| Task item |
Among the entries that follow, count the lines with the word "content" and report the number by itself.

| Recorded data |

PR #551, opened 2022-07-25
Remove package from repodata.json

### LINKED ISSUE #475: Delete package doesn't rebuild repodata
**Scenario:**
Published a package with abi break without bumping major version. So delete this version of the package and fix the version in the background.

**Problem:**
When the package is deleted from the server it can still be found in the repodata.json so the installation step gives you the error:
```
Downloading  [=======================================================================================] (00m:00s)    2.02 MB/s
Extracting   [>                                                                                                   ] (--:--)
ERROR   File not valid: file size doesn't match expectation "/home/user/micromamba/pkgs/ros-noetic-removed-package-4.1.0-h3fd9d12_0.tar.bz2"
        Expected: 854962
File size validation error.
Downloading  [=======================================================================================] (00m:00s)    2.02 MB/s
Extracting   [>                                                                                                   ] (--:--)
ERROR   Found incorrect download: ros-noetic-removed-package. Aborting
```

**Expected behavior:**
When the delete request is processed, the repodata.json should also be rebuilt.

brichet:
This PR cleans the `repodata.json` files in all platforms which was containing the removed package.

Fix #475

### DIFF
--- a/quetz/tests/api/test_main_packages.py
+++ b/quetz/tests/api/test_main_packages.py
@@ -1,3 +1,4 @@
+import os
 from pathlib import Path
 from typing import BinaryIO
 
@@ -10,6 +11,7 @@ from quetz.config import Config
 from quetz.db_models import ChannelMember, Package, PackageMember, PackageVersion
 from quetz.errors import ValidationError
 from quetz.pkgstores import PackageStore
+from quetz.tasks.indexing import update_indexes
 
 
 @pytest.mark.parametrize("package_role", [OWNER, MAINTAINER, MEMBER])
@@ -68,6 +70,14 @@ def test_delete_package_versions_with_package(
 
     assert package_version.package_name == public_package.name
 
+    update_indexes(dao, pkgstore, public_channel.name)
+
+    package_filenames = [
+        os.path.join(version.platform, version.filename)
+        for version in public_package.package_versions  # type: ignore
+    ]
+    init_files = sorted(pkgstore.list_files(public_channel.name))
+
     response = auth_client.delete(
         f"/api/channels/{public_channel.name}/packages/{public_package.name}"
     )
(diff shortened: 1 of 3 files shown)


wolfv:
nice, thanks for this PR!

I think we should add tests to make sure the two issues are properly fixed.

brichet:
Sure.
In fact I'm not sure there are already some tests on `repodata.json` content.

wolfv:
@brichet it's easiest if you install `pre-commit` and then do `pre-commit run --all` and it will fix everything for you with regards to linting.

brichet:
> @brichet it's easiest if you install `pre-commit` and then do `pre-commit run --all` and it will fix everything for you with regards to linting.

Thanks

brichet:
As there are no test on `repodata.json` file content yet, don't you think we can do that in another PR.
It would include some tests on creation, modification and deletion.

wolfv:
We can, but I would like to put it very high on the priority list.

quetz/tests/api/test_main_packages.py
```diff
@@ -85,9 +95,12 @@ def test_delete_package_versions_with_package(
 
     assert len(versions) == 0
 
-    files = pkgstore.list_files(public_channel.name)
+    for filename in package_filenames:
+        init_files.remove(filename)
```
wolfv, line 99: this should not happen when the subdir is `noarch` because otherwise the client thinks that the channel does not exist.

brichet: I'm not sure to understand.
This code removes the package filenames from the list of channel files (`repodata.json`, `index.html`...), to compare the files list before an after removing a package (only the package archive should have been removed).

brichet:
> We can, but I would like to put it very high on the priority list.


OK, I'm starting updating the tests anyway, it can be on that PR.

quetz/tests/api/test_main_packages.py
wolfv: Sorry, I thought that you were deleting empty repodata.json files. I should've looked more carefully.

wolfv: > Clean repodata.json from empty platform when deleting a package

That was the commit message that confused me :)

brichet: No problem, thanks for review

| Exercise solution |
2